The United Kingdom was represented at the Eurovision Song Contest 1981 with the song "Making Your Mind Up", composed by John Danter, with lyrics by Andy Hill, and performed by Bucks Fizz. The British participating broadcaster, the British Broadcasting Corporation (BBC), selected its entry through a national final titled A Song for Europe 1981. The entry eventually won the Eurovision Song Contest.

==Before Eurovision==

===A Song for Europe 1981===
The British Broadcasting Corporation (BBC) reduced the number of finalists from twelve to eight in 1981. Terry Wogan hosted the national final on 11 March at the BBC Television Theatre in London. 581 songs were submitted to the Music Publisher's Association to pick eight songs.

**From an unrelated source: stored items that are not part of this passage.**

PR #2023, opened 2024-10-31
yjs package, offline support

jrowny:
Adds offline support to the YJS package, allowing documents to load even faster.


nvie (approved):
Nice and simple implementation by deferring the details to an external package! We've been thinking about offering something similar for threads/comments loading as well.

I would be slightly more comfortable if we added some tests around this to cover a few important edge cases, to prevent future regressions in this area.

In particular, I'd love to see a test that will check that making changes to the document locally before the initial server data has loaded will just work, as well as when indexedDB isn't supported/enabled/allowed by the browser host.

Thanks for adding this speed-up!

PR #2176, opened 2025-01-17
Poll for Comments & Notifications when window regains focus

nvie:
This PR makes the poller trigger a poll whenever a `focus` event happens on the browser window (and the data is stale). We already triggered a poll when the window became _visible_, but this is slightly different. It also refreshes data if, for example, two windows are open side by side, and you change focus to one of those windows.


CTNicholas (approved):
Thank you!

marcbouchenoire (approved):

The BBC Concert Orchestra under the direction of John Coleman as conductor accompanied all the songs, but all the music was pre-recorded. The show was the 16th most watched programme of the week with a rating of 12.4 million viewers, the highest for three years. Johnny Logan was scheduled to appear as a guest on the programme, but had to cancel shortly before the air date.

Seven regional juries voted on the songs. The regional juries voted internally and awarded 15 points to their favourite song, 12 points to the second, 10 points to the third and then 9, 8, 7, 6 and 5 points in order of preference for the songs from 4th to 8th. Before the reprise, Terry Wogan incorrectly read the title of the winning song as "Where Are You Now". The prizes were presented by Wogan to John Danter, one of the songwriters, and to Mike Nolan, one of the performers.

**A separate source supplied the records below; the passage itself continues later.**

PR #2186, opened 2025-01-20
Display toolbar buttons names by default

marcbouchenoire:
Tiny improvement to make the case of `<Toolbar.Button name="foo" />` behave more like expectations:

```
// 2.16.0 
<Toolbar.Button name="Bold" /> // An empty (broken) button

// With this PR
<Toolbar.Button name="Bold" /> // A text-only button with a "Bold" label
```

For additional context, `name` is required (used in the button’s mandatory tooltip and its `aria-label` value), `icon` and `children` aren’t.

Other cases (with/without an `icon`, with custom `children`, etc) aren't affected by this PR.

### DIFF
--- a/CHANGELOG.md
+++ b/CHANGELOG.md
@@ -1,5 +1,12 @@
 ## vNEXT (not yet published)
 
+## v2.16.1
+
+### `@liveblocks/react-lexical` and `@liveblocks/react-tiptap`
+
+- `<Toolbar.Button />` and `<Toolbar.Toggle />` now display their `name`
+  visually if `children` and `icon` aren’t set.
+
 ## v2.16.0
 
 Our error listener APIs will now receive more errors in general, including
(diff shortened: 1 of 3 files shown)


SugarDarius (approved):
✅ 
Just for my own personal knowledge is it expected that we have the same component not mutualized between `@liveblocks/react-lexical` and `@liveblocks/react-tiptap` and get a single source of truth?

CTNicholas (approved):
Thanks for making the change!

marcbouchenoire:
> Just for my own personal knowledge is it expected that we have the same component not mutualized between @liveblocks/react-lexical and @liveblocks/react-tiptap and get a single source of truth?

@SugarDarius A lot is shared but not everything, some parts are editor-specific, and because I know that we have this duplication problem in other pieces of those 2 packages I thought it would be easier to not do anything for now until a global "share everything" PR to fix it in one go. (soon™)

PR #2191, opened 2025-01-22
Remove unused example dependencies

marcbouchenoire:
This PR removes unused dependencies in text editor examples and updates the Resend examples to match recent changes.


CTNicholas (approved):
Ahhh, thanks for doing this!

PR #2193, opened 2025-01-23
Use base url from env vars

SugarDarius:
# 🚧🚧🚧 Draft 🚧🚧🚧

A simple util function to read env vars to set base url in clients (browser & node).
This util will do direct reads (to keep static replacement) for env vars from `process.env` and `import.meta.env` and will use what it finds to set the base url. 

If a base url is set in the code (hard coded) then it always this value used. Otherwise we try to read the different env vars we seek (explicitly named to keep control).

Please note it's a first draft maybe we want something else more generic idk. 
Tested with:
- nextjs examples 
- vite examples

Thanks 🙏🏻


packages/liveblocks-core/src/lib/environment.ts
```diff
@@ -0,0 +1,33 @@
...
+        ? process.env.LIVEBLOCKS_BASE_URL
+        : undefined;
+    case "NEXT_PUBLIC_LIVEBLOCKS_BASE_URL":
+      return typeof process !== "undefined"
+        ? process.env.NEXT_PUBLIC_LIVEBLOCKS_BASE_URL
+        : undefined;
+    case "VITE_LIVEBLOCKS_BASE_URL":
+      return typeof import.meta.env !== "undefined"
+        ? import.meta.env.VITE_LIVEBLOCKS_BASE_URL
+        : undefined;
```
nvie, line 29: Unfortunately, although it looks like `import.meta` is accessing the property `meta` on a global "object" `import`, this is not the case :(

It's a special syntactical construct that has to be understood by the JavaScript runtime/parser. This construct is only defined if your project uses `type: "module"`, which I reckon most Vite projects will, but we cannot assume this is the case for _all_ of our customers projects using Liveblocks.

What this means is that our file `dist/index.js` cannot be parsed/understood by Node projects that are not using `type: "module"` yet.

You can see this happen for yourself if you:

- Check out this branch
- Go into the `liveblocks-core` directory
- Run `turbo run build`
- Then try to "run" the output: `node dist/index.js` (it will break 😞)  
  (but note that running `node dist/index.mjs` won't break!)

Also the `process.env` runtime variable isn't a normal object.

We can talk more in-depth on a call if you'd like.

SugarDarius: I just did a test by using a stringified evalued function (aka `new Function("return import.meta.env") however now even it not breaks anymore the parsing / interpretation we're going back to the fact they are not anymore statically replaced :/

It looks like a dead end besides creating instead of our plugin to be used only in dev to a direct injection :/

SugarDarius: Following your suggestions @nvie it looks like we have something on the right direction 🙂 
I add to make some tweaks for testing and I centralized the source of truth for `getBaseUrl`. 

Thank you so much 🙏🏻 
Feel free to make edits if you need to. I gave enough credits to this PR for now 😅 

The description of PR is updated. Tested with local examples ✅

nvie: @SugarDarius I did another pass at this. I found another approach that would avoid the need for module mocking. (I personally dislike mocking modules in Jest a lot, as this has cost me days of my professional life debugging issues when I wasn't aware stuff was being mocked.)

I think BASE_URL wise, this PR is good to go now! However… before we merge this, I would like to nail a couple more things DX wise. Reading only the `BASE_URL`, but _not_ supporting other env vars feels broken/confusing to me.

I tried implementing this more broadly, but started to realize I was going into a rabbit hole that was a bit deeper than I initially expected. So I need to finish this another time.

But ideally, on the server:

```ts
// Should automatically use BASE_URL and SECRET_KEY from .env file
// Should be fine if BASE_URL is missing, but should error if SECRET_KEY is not present
const liveblocks = new Liveblocks();

// Should still work, and take precedence over env vars
const liveblocks = new Liveblocks({ baseUrl, secret });
```

Ditto for the client:

```ts
// Should be fine if BASE_URL is missing, but should only read PUBLIC_KEY if `authEndpoint` isn't set
// If `authEndpoint` isn't set _and_ PUBLIC_KEY is missing, it should error
createClient({ });

// Fine if BASE_URL is missing, but should ignore NEXT_LIVEBLOCKS_PUBLIC_KEY if present
createClient({ authEndpoint });
createClient({ baseUrl, publicApiKey });  // Should still work and take precedence over envs
createClient({ baseUrl, authEndpoint });  // Should still work and take precedence over envs
```

(Same exact behavior for `<LiveblocksProvider>`.)

Differences are subtle, but if anything fails, we should fail with excellent error messages that make sense in the context the user is in. Just to say I'd like to do a holistic pass over this when we decide to add this!

packages/liveblocks-core/src/env.ts
```diff
@@ -0,0 +1,60 @@
...
+ * we avoid using `import.meta` in any source code and instead use
+ * a placeholder (`__IMPORT_META__`), which we replace as follows:
+ * - ESM output: `import.meta`
+ * - CJS output: `null` (causing runtime error instead of parse error)
+ */
+
+// Just so TypeScript doesn't trip up on `__IMPORT_META__`
+declare let __IMPORT_META__: { env: Record<string, string | undefined> };
+
+const _ = <T>(fn: () => T): T | undefined => {
```
SugarDarius, line 31: Would you be kindly all right to keep a real name for the try-catch wrapper @nvie ? Usually we use the character `_` for unused variables in code bases. So I'd prefer to have a name like it was before to better understand the code intent and what it means 😅  I agree `safeGet` wasn't maybe the best but at leasts it's meaningful when reading it event if it's only used in this file.

packages/liveblocks-core/src/lib/environment.ts
SugarDarius: Nicely done using the `__IMPORT_META__` global constant 👨🏻‍🍳 👍🏻  🙂

packages/liveblocks-core/src/env.ts
SugarDarius: Ping @nvie ^^

marcbouchenoire (approved):
I haven't followed too closely the various experimentations but the result looks great!

packages/liveblocks-core/src/env.ts
nvie: Done in 2e0a59a452a60c0cb03836f22a4c04424199c614.

nvie (changes requested):
I think `BASE_URL`-wise, this PR is looking good! However… before we merge this, I would like to nail a couple more things DX wise. Reading only the `BASE_URL`, but not supporting other env vars feels broken/confusing to me.

I tried implementing this more broadly last week, but started to realize I was going into a rabbit hole that was a bit deeper than I initially expected.

But ideally, on the server:

```ts
// Should automatically use BASE_URL and SECRET_KEY from .env file
// Should be fine if BASE_URL is missing, but should error if SECRET_KEY is not present
const liveblocks = new Liveblocks();
```
```ts
// Should still work, and take precedence over env vars
const liveblocks = new Liveblocks({ baseUrl, secret });
```

Ditto for the client:

```ts
// Should be fine if BASE_URL is missing, but should only read PUBLIC_KEY if `authEndpoint` isn't set
// If `authEndpoint` isn't set _and_ PUBLIC_KEY is missing, it should error
createClient({ });
```
```ts
// Fine if BASE_URL is missing, but should ignore NEXT_LIVEBLOCKS_PUBLIC_KEY if present
createClient({ authEndpoint });
createClient({ baseUrl, publicApiKey });  // Should still work and take precedence over envs
createClient({ baseUrl, authEndpoint });  // Should still work and take precedence over envs
```

(And same exact behavior for `<LiveblocksProvider>`.)

Differences are subtle, but if anything fails, we should fail with excellent error messages that make sense in the context the user is in.

Just to say I'd like to do a holistic pass over this before we merge this PR.

PR #2199, opened 2025-01-24
spread set to support devtools

hans-lizihan:
### Fixing a bug

- Liveblock zustand assumes `set` in zustand to only have 1 argument. but actually it takes 3. This is breaking integration with other middlewares like devtools.

#### How to test it
may need to update example with liveblock zustand to include devtools


nvie:
Thanks for the contribution, @hans-lizihan! Closing this PR in favor of #2199, so we can add some tiny additions before merging.

PR #2203, opened 2025-01-27
Ensure not server side for every suspense hooks

SugarDarius:
~~This PR fixes an issue in the umbrella store to avoid to fetch on the server on first render.~~

~~This bug has been discovered during an example implementation when using suspense hooks where the error `To use Liveblocks client in a non-DOM environment with a url as auth endpoint, you need to provide a fetch polyfill.` was hit.~~

~~The fix is to return a resolved promise in `waitUntilLoaded` method of `PaginatedResource` and `SinglePageResource` where the `window` object is undefined. It will avoid to make any fetch on the server on first render when use with suspense hooks.~~

After re-thinking and finding a deep more the root cause. It was appearing it's in fact a matter of DX where some suspense hooks wasn't clearly explaining that they cannot be used without being wrapped in a `<ClientSideSuspense />`. 

The fix now ensures that every suspense hook aren't run on the server and update the error message.

Thanks 🙏🏻

### DIFF
--- a/CHANGELOG.md
+++ b/CHANGELOG.md
@@ -2,7 +2,7 @@
 
 ### `@liveblocks/react`
 
-- Fix bug in internal store to avoid to fetch on the server on first render.
+- Improve error message if hooks are accidentally called server side
 
 ### `@liveblocks/zustand`
 
--- a/CHANGELOG.md
+++ b/CHANGELOG.md
@@ -1,5 +1,11 @@
 ## vNEXT (not yet published)
 
+### `@liveblocks/react`
+
+- Fix bug in internal store to avoid to fetch on the server on first render.
+
+### `@liveblocks/zustand`
+
 - Fix bug in Zustand typing in case the multi-argument form of `set()` is used
   (thanks [@hans-lizihan](https://github.com/hans-lizihan))
 
--- a/CHANGELOG.md
+++ b/CHANGELOG.md
@@ -1,5 +1,7 @@
 ## vNEXT (not yet published)
 
+## v2.16.2
+
 ### `@liveblocks/react`
 
 - Improve error message if hooks are accidentally called server side
--- a/packages/liveblocks-react/src/lib/ssr.ts
+++ b/packages/liveblocks-react/src/lib/ssr.ts
@@ -1,0 +1,8 @@
+export function ensureNotServerSide(): void {
+  // Error early if suspense is used in a server-side context
+  if (typeof window === "undefined") {
+    throw new Error(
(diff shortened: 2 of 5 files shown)


nvie (approved):
@nimeshnayaju for context, @SugarDarius and I spotted this one after debugging an unexpected server-side initiated auth attempt that should not be happening, triggered by the use of `useInboxNotifications()`, ultimately caused by [this line](https://github.com/liveblocks/liveblocks/blob/7df5914e8e93c3ff038562edbd6b370c6bf481fd/packages/liveblocks-react/src/liveblocks.tsx#L415) that executes during a render — in this particular case triggered during SSR.

Of course, this line is only intended to ever be executed on the client, so I suggested to simply define the `.waitUntilLoaded()` promises as no-ops on the server.

@nimeshnayaju Do you agree with this approach, or do you maybe have another idea?

nimeshnayaju:
> @nimeshnayaju for context, @SugarDarius and I spotted this one after debugging an unexpected server-side initiated auth attempt that should not be happening, triggered by the use of `useInboxNotifications()`, ultimately caused by [this line](https://github.com/liveblocks/liveblocks/blob/7df5914e8e93c3ff038562edbd6b370c6bf481fd/packages/liveblocks-react/src/liveblocks.tsx#L415) that executes during a render — in this particular case triggered during SSR.
> 
> Of course, this line is only intended to ever be executed on the client, so I suggested to simply define the `.waitUntilLoaded()` promises as no-ops on the server.
> 
> @nimeshnayaju Do you agree with this approach, or do you maybe have another idea?

Thank you for explaining the issue. I can see how our current approach can cause this issue. I don't recall completely but I believe this used to not be an issue - we'd only fetch inside `useEffect` and not on render. The promise status would be updated based on whether the promise has resolved or rejected, etc, so, we didn't need to perform the `window === undefined` check, but I am also okay with the solution implemented. Did you happen to brainstorm other solutions too? Would love to know how you decided on this particular solution.

nimeshnayaju (approved):

nvie (changes requested):
Actually maybe there is a slightly better way to address this. I'll take a quick stab at it this morning when I'm behind a keyboard.

nvie:
@nimeshnayaju After having another look at this problem this morning, I realized that these hooks should really not be run on the server at all in the first place. Rather than working around it, we instead now throw an error message (like we do in all Storage/Presence hooks too) when these Suspense hooks are called server-side, and point the user to the relevant documentation, so they can wrap their components in a ClientSideSuspense wrapper to avoid this issue.

That was the real problem, but it was really easy to make this mistake. So the fix here was to just improve the DX.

A Song for Europe 1981 – 11 March 1981
| R/O | Artist | Song | Songwriter(s) | Points | Place |
|---|---|---|---|---|---|
| 1 | Headache | "Not Without Your Ticket (Don't Go)" | Luís Jardim; Jean Gilbert; | 50 | 7 |
| 2 | Gary Benson | "All Cried Out" | Gary Benson | 63 | 4 |
| 3 | Unity | "For Only a Day" | John Dawson Read; Christopher Gunning; | 38 | 8 |
| 4 | Beyond | "Wish" | Steve Elson; Don Gould; | 67 | 3 |
| 5 | Bucks Fizz | "Making Your Mind Up" | Andy Hill; John Danter; | 97 | 1 |
| 6 | Gem | "Have You Ever Been in Love?" | Andy Hill; Peter Sinfield; John Danter; | 63 | 4 |
| 7 | Lezlee Carling | "Where Are You Now" | Lindsey Moore | 56 | 6 |
| 8 | Liquid Gold | "Don't Panic" | Adrian Baker | 70 | 2 |

Regional jury votes
| R/O | Song | Birmingham | Cardiff | Manchester | Belfast | Edinburgh | London | Bristol | Total |
| 1 | "Not Without Your Ticket" | 7 | 5 | 10 | 10 | 6 | 5 | 7 | 50 |
| 2 | "All Cried Out" | 12 | 8 | 8 | 8 | 8 | 10 | 9 | 63 |
| 3 | "For Only a Day" | 5 | 6 | 5 | 6 | 5 | 6 | 5 | 38 |
| 4 | "Wish" | 15 | 9 | 6 | 9 | 12 | 8 | 8 | 67 |
| 5 | "Making Your Mind Up" | 10 | 15 | 15 | 15 | 15 | 15 | 12 | 97 |
| 6 | "Have You Ever Been in Love" | 8 | 10 | 7 | 12 | 7 | 9 | 10 | 63 |
| 7 | "Where Are You Now" | 6 | 12 | 9 | 7 | 9 | 7 | 6 | 56 |
| 8 | "Don't Panic" | 9 | 7 | 12 | 5 | 10 | 12 | 15 | 70 |
Regional jury spokespersons
Birmingham – David Stevens; Cardiff – Iwan Thomas; Manchester – John Mundy; Belfast – Peter Dickson; Edinburgh – Jim O'Hara; London – Ray Moore; Bristol – Andy Batten-Foster;

==At Eurovision==
"Making Your Mind Up" performed by Bucks Fizz won the Eurovision Song Contest 1981. It received 136 points from the 19 juries, beating 's "Johnny Blue" by Lena Valaitis.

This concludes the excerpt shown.